■ **What you should do**: An exact reproduction of all the entries below is required.
━━━ Exercise data
PR #4814, opened 2024-12-02
[#4751] Split `BasicRoll#build` into three parts

### LINKED ISSUE #4751: item/activity rollRecharge ignores message.create set to false in dnd5e.preRollRechargeV2 but honors it when set via dnd5e.preRollRecharge
Due to the roll refactor rollRecharge ignores changing message.create to false preRollRechargeV2.
In the code createMessage (which determines display the chat card or not) is recorded before calling BasicRoll.build, but after the preRollRecharge hook fires, so that changes made in preRollRechargeV2 are ignored, but changes made in preRollRecharge are honored.

I could not see any simple way to resolve the issue but wanted to understand if this is a wont fix and will work around it.,

```js
    if ( "dnd5e.preRollRecharge" in Hooks.events ) {
        "The `dnd5e.preRollRecharge` hook has been deprecated and replaced with `dnd5e.preRollRechargeV2`.",
        { since: "DnD5e 4.0", until: "DnD5e 4.4" }
      );
      const hookData = {
        formula: rollConfig.rolls[0].parts[0], data: rollConfig.rolls[0].data,
        target: rollConfig.rolls[0].options.target, chatMessage: messageConfig.create
      };
      if ( Hooks.call("dnd5e.preRollRecharge", this, hookData) === false ) return;
      rollConfig.rolls[0].parts[0] = hookData.formula;
      rollConfig.rolls[0].data = hookData.data;
      rollConfig.rolls[0].options.target = hookData.target;
      messageConfig.create = hookData.chatMessage;
    }

    const createMessage = messageConfig.create !== false;
    messageConfig.create = false;
    const rolls = await CONFIG.Dice.BasicRoll.build(rollConfig, dialogConfig, messageConfig);
    ```js

### PR DESCRIPTION
**Pull request by arbron**
Splits the `build` method on `BasicRoll` into three parts:
1. `buildConfigure`: Applies keybindings, calls the `preRoll` hook, displays the configuration dialog, and calls the `postRollConfiguration` hook.
2. `buildEvaluate`: Evalutes the rolls if `evaluate` is `true`.
3. `buildPost`: Sets the `originatingMessage` flag and posts a message to chat.

The `build` method now calls these three methods in turn.

This process now also adjust `config.hookNames` to incude the empty value rather than using a local variable so the final hook names can be used elsewhere, and saves the created chat message into the message configuration so it can be referenced after the fact.

Closes #4751

### DIFF
--- a/module/dice/basic-roll.mjs
+++ b/module/dice/basic-roll.mjs
@@ -187,7 +187,7 @@ export default class BasicRoll extends Roll {
    * @param {BasicRollMessageConfiguration} [message={}]  Configuration for message creation.
    */
   static async buildEvaluate(rolls, config={}, message={}) {
-    if ( (config.evaluate !== false) ) {
+    if ( config.evaluate !== false ) {
       for ( const roll of rolls ) await roll.evaluate();
     }
   }
@@ -207,10 +207,10 @@ export default class BasicRoll extends Roll {
     if ( messageId ) foundry.utils.setProperty(message.data, "flags.dnd5e.originatingMessage", messageId);
 
     if ( rolls?.length && (config.evaluate !== false) && (message.create !== false) ) {
-      message.created = await this.toMessage(rolls, message.data, { rollMode: message.rollMode });
+      message.document = await this.toMessage(rolls, message.data, { rollMode: message.rollMode });
     }
 
-    return message.created;
+    return message.document;
   }
 
   /* -------------------------------------------- */
--- a/module/dice/basic-roll.mjs
+++ b/module/dice/basic-roll.mjs
@@ -49,9 +49,10 @@ const { DiceTerm, NumericTerm } = foundry.dice.terms;
  * Configuration data for creating a roll message.
  *
  * @typedef {object} BasicRollMessageConfiguration
- * @property {boolean} [create=true]  Create a message when the rolling is complete.
- * @property {string} [rollMode]      The roll mode to apply to this message from `CONFIG.Dice.rollModes`.
- * @property {object} [data={}]       Additional data used when creating the message.
+ * @property {boolean} [create=true]     Create a message when the rolling is complete.
+ * @property {ChatMessage5e} [document]  Final created chat message document once process is completed.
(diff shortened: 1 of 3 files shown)

### CODE REVIEW

File: module/dice/basic-roll.mjs [hunk 1]
```diff
@@ -153,23 +170,47 @@ export default class BasicRoll extends Roll {
...
+   */
+  static async buildPost(rolls, config, message) {
     message.data = foundry.utils.expandObject(message.data ?? {});
     const messageId = config.event?.target.closest("[data-message-id]")?.dataset.messageId;
     if ( messageId ) foundry.utils.setProperty(message.data, "flags.dnd5e.originatingMessage", messageId);
 
-    if ( rolls?.length && (message.create !== false) ) {
-      await this.toMessage(rolls, message.data, { rollMode: message.rollMode });
+    if ( rolls?.length && (config.evaluate !== false) && (message.create !== false) ) {
+      message.created = await this.toMessage(rolls, message.data, { rollMode: message.rollMode });
```
Fyorl, line 210: Elsewhere and in the docs this is `document`. Not sure if this should be `message.document =` then, or if the other places should change to use `created` instead.

module/documents/activity/attack.mjs
```diff
@@ -179,16 +179,15 @@ export default class AttackActivity extends ActivityMixin(AttackActivityData) {
       _applyDeprecatedD20Configs(rollConfig, dialogConfig, messageConfig, oldConfig);
     }
 
-    const createMessage = messageConfig.create !== false;
-    messageConfig.create = false;
     const rolls = await CONFIG.Dice.D20Roll.build(rollConfig, dialogConfig, messageConfig);
     if ( !rolls.length ) return null;
-    if ( createMessage ) {
+    if ( messageConfig.document ) {
```
Fyorl, line 184: We could use the same technique as `rollRecharge` and perform `buildConfigure` and `buildEvaluate` separately, then add the flags before calling `buildPost`. That saves a round-trip to the server and a re-render.

Fyorl (approved):
This worked out very neatly, which is encouraging.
━━━━━━
■ **The completed task**:
PR #4814, opened 2024-12-02
[#4751] Split `BasicRoll#build` into three parts

### LINKED ISSUE #4751: item/activity rollRecharge ignores message.create set to false in dnd5e.preRollRechargeV2 but honors it when set via dnd5e.preRollRecharge
Due to the roll refactor rollRecharge ignores changing message.create to false preRollRechargeV2.
In the code createMessage (which determines display the chat card or not) is recorded before calling BasicRoll.build, but after the preRollRecharge hook fires, so that changes made in preRollRechargeV2 are ignored, but changes made in preRollRecharge are honored.

I could not see any simple way to resolve the issue but wanted to understand if this is a wont fix and will work around it.,

```js
    if ( "dnd5e.preRollRecharge" in Hooks.events ) {
        "The `dnd5e.preRollRecharge` hook has been deprecated and replaced with `dnd5e.preRollRechargeV2`.",
        { since: "DnD5e 4.0", until: "DnD5e 4.4" }
      );
      const hookData = {
        formula: rollConfig.rolls[0].parts[0], data: rollConfig.rolls[0].data,
        target: rollConfig.rolls[0].options.target, chatMessage: messageConfig.create
      };
      if ( Hooks.call("dnd5e.preRollRecharge", this, hookData) === false ) return;
      rollConfig.rolls[0].parts[0] = hookData.formula;
      rollConfig.rolls[0].data = hookData.data;
      rollConfig.rolls[0].options.target = hookData.target;
      messageConfig.create = hookData.chatMessage;
    }

    const createMessage = messageConfig.create !== false;
    messageConfig.create = false;
    const rolls = await CONFIG.Dice.BasicRoll.build(rollConfig, dialogConfig, messageConfig);
    ```js

### PR DESCRIPTION
**Pull request by arbron**
Splits the `build` method on `BasicRoll` into three parts:
1. `buildConfigure`: Applies keybindings, calls the `preRoll` hook, displays the configuration dialog, and calls the `postRollConfiguration` hook.
2. `buildEvaluate`: Evalutes the rolls if `evaluate` is `true`.
3. `buildPost`: Sets the `originatingMessage` flag and posts a message to chat.

The `build` method now calls these three methods in turn.

This process now also adjust `config.hookNames` to incude the empty value rather than using a local variable so the final hook names can be used elsewhere, and saves the created chat message into the message configuration so it can be referenced after the fact.

Closes #4751

### DIFF
--- a/module/dice/basic-roll.mjs
+++ b/module/dice/basic-roll.mjs
@@ -187,7 +187,7 @@ export default class BasicRoll extends Roll {
    * @param {BasicRollMessageConfiguration} [message={}]  Configuration for message creation.
    */
   static async buildEvaluate(rolls, config={}, message={}) {
-    if ( (config.evaluate !== false) ) {
+    if ( config.evaluate !== false ) {
       for ( const roll of rolls ) await roll.evaluate();
     }
   }
@@ -207,10 +207,10 @@ export default class BasicRoll extends Roll {
     if ( messageId ) foundry.utils.setProperty(message.data, "flags.dnd5e.originatingMessage", messageId);
 
     if ( rolls?.length && (config.evaluate !== false) && (message.create !== false) ) {
-      message.created = await this.toMessage(rolls, message.data, { rollMode: message.rollMode });
+      message.document = await this.toMessage(rolls, message.data, { rollMode: message.rollMode });
     }
 
-    return message.created;
+    return message.document;
   }
 
   /* -------------------------------------------- */
--- a/module/dice/basic-roll.mjs
+++ b/module/dice/basic-roll.mjs
@@ -49,9 +49,10 @@ const { DiceTerm, NumericTerm } = foundry.dice.terms;
  * Configuration data for creating a roll message.
  *
  * @typedef {object} BasicRollMessageConfiguration
- * @property {boolean} [create=true]  Create a message when the rolling is complete.
- * @property {string} [rollMode]      The roll mode to apply to this message from `CONFIG.Dice.rollModes`.
- * @property {object} [data={}]       Additional data used when creating the message.
+ * @property {boolean} [create=true]     Create a message when the rolling is complete.
+ * @property {ChatMessage5e} [document]  Final created chat message document once process is completed.
(diff shortened: 1 of 3 files shown)

### CODE REVIEW

File: module/dice/basic-roll.mjs [hunk 1]
```diff
@@ -153,23 +170,47 @@ export default class BasicRoll extends Roll {
...
+   */
+  static async buildPost(rolls, config, message) {
     message.data = foundry.utils.expandObject(message.data ?? {});
     const messageId = config.event?.target.closest("[data-message-id]")?.dataset.messageId;
     if ( messageId ) foundry.utils.setProperty(message.data, "flags.dnd5e.originatingMessage", messageId);
 
-    if ( rolls?.length && (message.create !== false) ) {
-      await this.toMessage(rolls, message.data, { rollMode: message.rollMode });
+    if ( rolls?.length && (config.evaluate !== false) && (message.create !== false) ) {
+      message.created = await this.toMessage(rolls, message.data, { rollMode: message.rollMode });
```
Fyorl, line 210: Elsewhere and in the docs this is `document`. Not sure if this should be `message.document =` then, or if the other places should change to use `created` instead.

module/documents/activity/attack.mjs
```diff
@@ -179,16 +179,15 @@ export default class AttackActivity extends ActivityMixin(AttackActivityData) {
       _applyDeprecatedD20Configs(rollConfig, dialogConfig, messageConfig, oldConfig);
     }
 
-    const createMessage = messageConfig.create !== false;
-    messageConfig.create = false;
     const rolls = await CONFIG.Dice.D20Roll.build(rollConfig, dialogConfig, messageConfig);
     if ( !rolls.length ) return null;
-    if ( createMessage ) {
+    if ( messageConfig.document ) {
```
Fyorl, line 184: We could use the same technique as `rollRecharge` and perform `buildConfigure` and `buildEvaluate` separately, then add the flags before calling `buildPost`. That saves a round-trip to the server and a re-render.

Fyorl (approved):
This worked out very neatly, which is encouraging.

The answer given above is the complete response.